All of the data is to be restated word for word.

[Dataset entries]
------------------------------------------------------------

Issue #196, opened 2026-05-05
Remove / Rename synthetic `DoneStep` stop reason


jonathanzetier:
While developing a PR for multiprocess support and testing it with the `armv4t_multithreaded` example project, I found that every time I switched to thread 2 (the coprocessor thread) and stepped, the client would switch back to thread 1 (the cpu thread).  Re-checking out `dev/0.8` and I confirmed it still exists.

With `set debug remote on` in the GDB client, here's the most relevant excerpt that shows stepping thread 2 (while continuing the other processes):

```
[remote] Sending packet: $vCont;s:p1.2;c:p1.-1#f8
[remote] wait: enter
[remote] wait: exit
[remote] wait: enter
  [remote] Packet received: S05
  [remote] select_thread_for_ambiguous_stop_reply: enter
    [remote] select_thread_for_ambiguous_stop_reply: process_wide_stop = 0
    [remote] select_thread_for_ambiguous_stop_reply: first resumed thread is Thread 1.1
    [remote] select_thread_for_ambiguous_stop_reply: is this guess ambiguous? = 1
warning: multi-threaded target stopped without sending a thread-id, using first non-exited thread
  [remote] select_thread_for_ambiguous_stop_reply: exit
```

Granted, this was sent with `scheduler-locking mode off` (with `scheduler-locking mode on`, thread 2 remains the active thread), which means that the scheduler *could* schedule anything, and so I'm not complaining about the fact that the thread switches in this case, for `armv4t_multithreaded`.

However, stubs might be able to provide more information to the GDB client (and this also happens when I step with `gdb` and `gdbserver` locally): the stub might be able to say that the step concluded and also say that the thread that was requested to be stepped actually was.  This should make the GDB client user's experience a little better, since the likeliest case of a step is that the step concluded before any other thread could stop, and the user wouldn't have to keep switching back to the thread they're actually trying to work with.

------------------------------------------------------------

# TASK OUTPUT:
Issue #196, opened 2026-05-05
Remove / Rename synthetic `DoneStep` stop reason


jonathanzetier:
While developing a PR for multiprocess support and testing it with the `armv4t_multithreaded` example project, I found that every time I switched to thread 2 (the coprocessor thread) and stepped, the client would switch back to thread 1 (the cpu thread).  Re-checking out `dev/0.8` and I confirmed it still exists.

With `set debug remote on` in the GDB client, here's the most relevant excerpt that shows stepping thread 2 (while continuing the other processes):

```
[remote] Sending packet: $vCont;s:p1.2;c:p1.-1#f8
[remote] wait: enter
[remote] wait: exit
[remote] wait: enter
  [remote] Packet received: S05
  [remote] select_thread_for_ambiguous_stop_reply: enter
    [remote] select_thread_for_ambiguous_stop_reply: process_wide_stop = 0
    [remote] select_thread_for_ambiguous_stop_reply: first resumed thread is Thread 1.1
    [remote] select_thread_for_ambiguous_stop_reply: is this guess ambiguous? = 1
warning: multi-threaded target stopped without sending a thread-id, using first non-exited thread
  [remote] select_thread_for_ambiguous_stop_reply: exit
```

Granted, this was sent with `scheduler-locking mode off` (with `scheduler-locking mode on`, thread 2 remains the active thread), which means that the scheduler *could* schedule anything, and so I'm not complaining about the fact that the thread switches in this case, for `armv4t_multithreaded`.

However, stubs might be able to provide more information to the GDB client (and this also happens when I step with `gdb` and `gdbserver` locally): the stub might be able to say that the step concluded and also say that the thread that was requested to be stepped actually was.  This should make the GDB client user's experience a little better, since the likeliest case of a step is that the step concluded before any other thread could stop, and the user wouldn't have to keep switching back to the thread they're actually trying to work with.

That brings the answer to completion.